◆ **INSTRUCTIONS FOR THE TASK**: The word "convert" marks the lines you need; copy each of them from the data.

◆ **RAW DATA**:

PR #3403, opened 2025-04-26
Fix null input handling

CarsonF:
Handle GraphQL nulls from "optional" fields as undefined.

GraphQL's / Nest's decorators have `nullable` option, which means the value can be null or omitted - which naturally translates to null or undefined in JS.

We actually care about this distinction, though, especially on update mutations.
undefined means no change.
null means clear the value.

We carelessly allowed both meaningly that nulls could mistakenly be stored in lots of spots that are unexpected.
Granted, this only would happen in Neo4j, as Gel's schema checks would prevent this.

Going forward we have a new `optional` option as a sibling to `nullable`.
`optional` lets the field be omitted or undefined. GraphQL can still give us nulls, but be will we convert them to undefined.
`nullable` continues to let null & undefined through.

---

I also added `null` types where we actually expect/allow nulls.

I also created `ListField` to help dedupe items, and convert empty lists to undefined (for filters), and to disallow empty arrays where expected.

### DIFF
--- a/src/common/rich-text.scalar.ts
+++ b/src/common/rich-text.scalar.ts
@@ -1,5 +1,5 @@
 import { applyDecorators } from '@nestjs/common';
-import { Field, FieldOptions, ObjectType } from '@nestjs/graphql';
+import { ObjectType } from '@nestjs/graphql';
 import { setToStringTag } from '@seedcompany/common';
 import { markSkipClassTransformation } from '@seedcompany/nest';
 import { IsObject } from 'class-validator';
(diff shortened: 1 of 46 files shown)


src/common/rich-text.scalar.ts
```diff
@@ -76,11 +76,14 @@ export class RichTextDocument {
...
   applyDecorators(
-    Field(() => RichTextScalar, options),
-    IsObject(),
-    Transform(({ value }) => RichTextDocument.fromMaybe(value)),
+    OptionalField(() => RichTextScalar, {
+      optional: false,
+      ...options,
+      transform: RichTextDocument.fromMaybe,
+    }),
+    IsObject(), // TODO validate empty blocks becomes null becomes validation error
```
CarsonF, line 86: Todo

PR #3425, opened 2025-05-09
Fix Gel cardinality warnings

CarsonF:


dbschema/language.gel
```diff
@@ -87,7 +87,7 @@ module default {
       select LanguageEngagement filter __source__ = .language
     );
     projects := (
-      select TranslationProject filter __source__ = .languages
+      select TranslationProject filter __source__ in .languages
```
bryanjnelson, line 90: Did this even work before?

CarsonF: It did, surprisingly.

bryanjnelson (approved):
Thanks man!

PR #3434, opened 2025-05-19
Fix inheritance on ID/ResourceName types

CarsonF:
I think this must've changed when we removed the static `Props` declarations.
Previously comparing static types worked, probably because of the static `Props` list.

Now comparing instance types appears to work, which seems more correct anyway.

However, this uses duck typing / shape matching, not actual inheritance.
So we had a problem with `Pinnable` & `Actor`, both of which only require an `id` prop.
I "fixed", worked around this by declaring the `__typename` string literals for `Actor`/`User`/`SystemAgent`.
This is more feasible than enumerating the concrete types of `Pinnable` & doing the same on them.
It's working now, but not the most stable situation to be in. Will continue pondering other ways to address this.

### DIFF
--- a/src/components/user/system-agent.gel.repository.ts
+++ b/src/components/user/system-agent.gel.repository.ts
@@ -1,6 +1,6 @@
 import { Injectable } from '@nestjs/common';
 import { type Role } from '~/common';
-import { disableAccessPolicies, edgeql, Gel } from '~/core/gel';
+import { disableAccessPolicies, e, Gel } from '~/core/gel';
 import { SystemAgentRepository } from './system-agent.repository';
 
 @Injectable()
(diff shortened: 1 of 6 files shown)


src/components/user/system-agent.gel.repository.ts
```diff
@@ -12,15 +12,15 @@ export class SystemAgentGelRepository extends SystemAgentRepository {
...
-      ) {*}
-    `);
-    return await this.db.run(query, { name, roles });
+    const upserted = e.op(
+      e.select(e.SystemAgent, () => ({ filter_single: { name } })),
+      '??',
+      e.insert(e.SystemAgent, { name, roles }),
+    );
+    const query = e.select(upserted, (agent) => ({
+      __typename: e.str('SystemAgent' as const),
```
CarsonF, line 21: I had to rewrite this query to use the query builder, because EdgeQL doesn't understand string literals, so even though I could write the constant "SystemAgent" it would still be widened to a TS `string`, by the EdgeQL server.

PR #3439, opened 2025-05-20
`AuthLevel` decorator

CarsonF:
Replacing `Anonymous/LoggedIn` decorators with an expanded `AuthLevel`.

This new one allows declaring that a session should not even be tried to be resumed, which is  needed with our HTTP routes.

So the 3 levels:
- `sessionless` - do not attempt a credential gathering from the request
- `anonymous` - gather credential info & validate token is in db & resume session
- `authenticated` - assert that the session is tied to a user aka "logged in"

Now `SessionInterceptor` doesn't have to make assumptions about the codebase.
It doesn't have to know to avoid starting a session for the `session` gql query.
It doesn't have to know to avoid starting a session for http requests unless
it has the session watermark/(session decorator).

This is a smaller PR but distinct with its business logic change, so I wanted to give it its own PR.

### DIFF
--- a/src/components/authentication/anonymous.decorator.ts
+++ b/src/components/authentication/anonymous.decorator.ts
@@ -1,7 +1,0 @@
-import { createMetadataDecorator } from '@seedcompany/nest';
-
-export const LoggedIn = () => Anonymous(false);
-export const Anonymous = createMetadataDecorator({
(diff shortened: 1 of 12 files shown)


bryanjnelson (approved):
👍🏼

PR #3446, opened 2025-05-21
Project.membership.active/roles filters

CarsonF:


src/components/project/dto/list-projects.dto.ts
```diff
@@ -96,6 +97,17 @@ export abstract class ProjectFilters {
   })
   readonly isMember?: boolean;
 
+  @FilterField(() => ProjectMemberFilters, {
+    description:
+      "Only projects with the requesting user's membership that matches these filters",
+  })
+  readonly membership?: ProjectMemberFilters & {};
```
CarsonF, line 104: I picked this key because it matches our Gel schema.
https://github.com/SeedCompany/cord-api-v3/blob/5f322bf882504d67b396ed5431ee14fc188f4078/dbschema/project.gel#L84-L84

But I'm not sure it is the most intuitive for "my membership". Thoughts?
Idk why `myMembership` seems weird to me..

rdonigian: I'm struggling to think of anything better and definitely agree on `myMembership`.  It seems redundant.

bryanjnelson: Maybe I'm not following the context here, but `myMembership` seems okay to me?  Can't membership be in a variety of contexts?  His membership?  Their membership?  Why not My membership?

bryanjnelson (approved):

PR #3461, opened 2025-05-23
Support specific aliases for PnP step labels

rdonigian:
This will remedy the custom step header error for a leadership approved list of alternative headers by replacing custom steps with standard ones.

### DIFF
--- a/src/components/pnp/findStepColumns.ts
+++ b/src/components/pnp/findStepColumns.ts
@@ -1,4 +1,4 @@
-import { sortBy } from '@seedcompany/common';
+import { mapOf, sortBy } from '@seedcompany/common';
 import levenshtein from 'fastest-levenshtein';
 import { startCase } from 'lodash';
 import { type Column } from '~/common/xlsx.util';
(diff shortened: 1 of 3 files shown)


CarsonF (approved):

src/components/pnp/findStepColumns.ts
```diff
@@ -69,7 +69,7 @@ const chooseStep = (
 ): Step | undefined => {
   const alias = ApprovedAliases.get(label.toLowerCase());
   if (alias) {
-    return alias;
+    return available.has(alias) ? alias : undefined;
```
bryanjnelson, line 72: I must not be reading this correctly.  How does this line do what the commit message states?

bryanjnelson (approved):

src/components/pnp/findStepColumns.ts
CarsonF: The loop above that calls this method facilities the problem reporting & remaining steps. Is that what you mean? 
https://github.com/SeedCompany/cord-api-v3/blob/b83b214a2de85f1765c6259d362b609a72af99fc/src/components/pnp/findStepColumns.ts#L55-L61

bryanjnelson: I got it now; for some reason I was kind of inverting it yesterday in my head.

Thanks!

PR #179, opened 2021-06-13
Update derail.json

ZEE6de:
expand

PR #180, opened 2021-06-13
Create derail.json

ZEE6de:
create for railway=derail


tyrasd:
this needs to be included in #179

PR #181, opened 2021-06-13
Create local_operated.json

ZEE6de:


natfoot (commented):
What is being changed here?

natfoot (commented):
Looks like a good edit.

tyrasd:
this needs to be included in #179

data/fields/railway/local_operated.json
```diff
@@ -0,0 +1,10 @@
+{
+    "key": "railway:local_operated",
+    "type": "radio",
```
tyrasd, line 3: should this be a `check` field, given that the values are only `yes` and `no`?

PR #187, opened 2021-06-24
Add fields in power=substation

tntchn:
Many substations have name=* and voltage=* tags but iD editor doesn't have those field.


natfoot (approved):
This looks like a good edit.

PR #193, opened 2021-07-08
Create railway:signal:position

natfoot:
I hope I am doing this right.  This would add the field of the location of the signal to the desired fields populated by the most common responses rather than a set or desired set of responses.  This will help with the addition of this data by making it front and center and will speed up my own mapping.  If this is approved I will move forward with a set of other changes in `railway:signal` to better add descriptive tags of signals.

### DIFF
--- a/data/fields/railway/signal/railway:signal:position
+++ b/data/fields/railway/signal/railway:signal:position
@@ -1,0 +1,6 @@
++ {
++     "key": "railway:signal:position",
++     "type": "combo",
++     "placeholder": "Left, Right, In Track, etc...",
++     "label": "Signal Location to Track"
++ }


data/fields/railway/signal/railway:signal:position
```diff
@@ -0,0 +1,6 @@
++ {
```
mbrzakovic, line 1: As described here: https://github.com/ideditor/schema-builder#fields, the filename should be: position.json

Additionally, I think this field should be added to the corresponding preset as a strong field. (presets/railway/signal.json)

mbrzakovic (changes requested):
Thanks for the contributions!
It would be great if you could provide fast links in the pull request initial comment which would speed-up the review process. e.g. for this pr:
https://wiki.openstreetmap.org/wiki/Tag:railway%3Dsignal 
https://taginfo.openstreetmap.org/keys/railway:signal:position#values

◆ **THE COMPLETED TASK**:
`optional` lets the field be omitted or undefined. GraphQL can still give us nulls, but be will we convert them to undefined.
I also created `ListField` to help dedupe items, and convert empty lists to undefined (for filters), and to disallow empty arrays where expected.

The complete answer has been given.